WORK TASK:
Would you transcribe all of the entries that follow, word for word?

GIVEN DATA:
PR #6720, opened 2025-01-18
Disable FilterEagerLoadingsExtension for better performance

pmattmann:
It is not clear to me what the filter `FilterEagerLoadingsExtension` is supposed to do. 
In our case, it ensures that the endpoint `/camps/111/categories` does not perform well.

The filter rebuilds the SQL 
from:
```sql
select      ...
from        category c0_ 
inner join  camp c1_       ON c0_.campId = c1_.id
...
where       c1_.id = ?
```

to:
```sql
select      ...
from        category c0_ 
inner join  camp c1_       ON c0_.campId = c1_.id
...
where       c0_.id IN (
                SELECT c9_.id 
                FROM category c9_ 
                INNER JOIN camp c10_ ON c9_.campId = c10_.id 
                WHERE c10_.id = ?
            )
```

PR #6756, opened 2025-01-25
Do not use FETCH_EAGER

pmattmann:
Solves the same problem as #6720 - but differently. 

We can completely dispense with eager-fetch, so that `FilterEagerLoadingsExtension` has no effect.
This way we don't have to undermine the ApiPlatform code.

**Affected endpoints:**
- /camp/{campId}/categories
- /camp/{campId}/checklists
- /checklists/{checklistId}/checklist_items
- /periods/{periodId}/days
- /periods/{periodId}/schedule_entries
- /days/{dayId}/day_responsibles

### DIFF
--- a/api/config/services.yaml
+++ b/api/config/services.yaml
@@ -53,6 +53,11 @@ services:
         tags:
             - 'app.input_filter'
 
+    api_platform.doctrine.orm.query_extension.filter_eager_loading:
+        class: ApiPlatform\Doctrine\Orm\Extension\FilterEagerLoadingExtension
+        arguments:
+            - false
+
     App\Serializer\Normalizer\RelatedCollectionLinkNormalizer:
         decorates: 'api_platform.hal.normalizer.item'
         arguments:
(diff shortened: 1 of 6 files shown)


BacLuc:
Measurement with dev data is here: https://github.com/BacLuc/ecamp3/commit/c8ffccf9e299e4280632048ad05eb4aa8bbb3299

pmattmann:
> Measurement with dev data is here: [BacLuc@c8ffccf](https://github.com/BacLuc/ecamp3/commit/c8ffccf9e299e4280632048ad05eb4aa8bbb3299)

RESPONSE TO THE TASK:
PR #6720, opened 2025-01-18
Disable FilterEagerLoadingsExtension for better performance

pmattmann:
It is not clear to me what the filter `FilterEagerLoadingsExtension` is supposed to do. 
In our case, it ensures that the endpoint `/camps/111/categories` does not perform well.

The filter rebuilds the SQL 
from:
```sql
select      ...
from        category c0_ 
inner join  camp c1_       ON c0_.campId = c1_.id
...
where       c1_.id = ?
```

to:
```sql
select      ...
from        category c0_ 
inner join  camp c1_       ON c0_.campId = c1_.id
...
where       c0_.id IN (
                SELECT c9_.id 
                FROM category c9_ 
                INNER JOIN camp c10_ ON c9_.campId = c10_.id 
                WHERE c10_.id = ?
            )
```

PR #6756, opened 2025-01-25
Do not use FETCH_EAGER

pmattmann:
Solves the same problem as #6720 - but differently. 

We can completely dispense with eager-fetch, so that `FilterEagerLoadingsExtension` has no effect.
This way we don't have to undermine the ApiPlatform code.

**Affected endpoints:**
- /camp/{campId}/categories
- /camp/{campId}/checklists
- /checklists/{checklistId}/checklist_items
- /periods/{periodId}/days
- /periods/{periodId}/schedule_entries
- /days/{dayId}/day_responsibles

### DIFF
--- a/api/config/services.yaml
+++ b/api/config/services.yaml
@@ -53,6 +53,11 @@ services:
         tags:
             - 'app.input_filter'
 
+    api_platform.doctrine.orm.query_extension.filter_eager_loading:
+        class: ApiPlatform\Doctrine\Orm\Extension\FilterEagerLoadingExtension
+        arguments:
+            - false
+
     App\Serializer\Normalizer\RelatedCollectionLinkNormalizer:
         decorates: 'api_platform.hal.normalizer.item'
         arguments:
(diff shortened: 1 of 6 files shown)


BacLuc:
Measurement with dev data is here: https://github.com/BacLuc/ecamp3/commit/c8ffccf9e299e4280632048ad05eb4aa8bbb3299

pmattmann:
> Measurement with dev data is here: [BacLuc@c8ffccf](https://github.com/BacLuc/ecamp3/commit/c8ffccf9e299e4280632048ad05eb4aa8bbb3299)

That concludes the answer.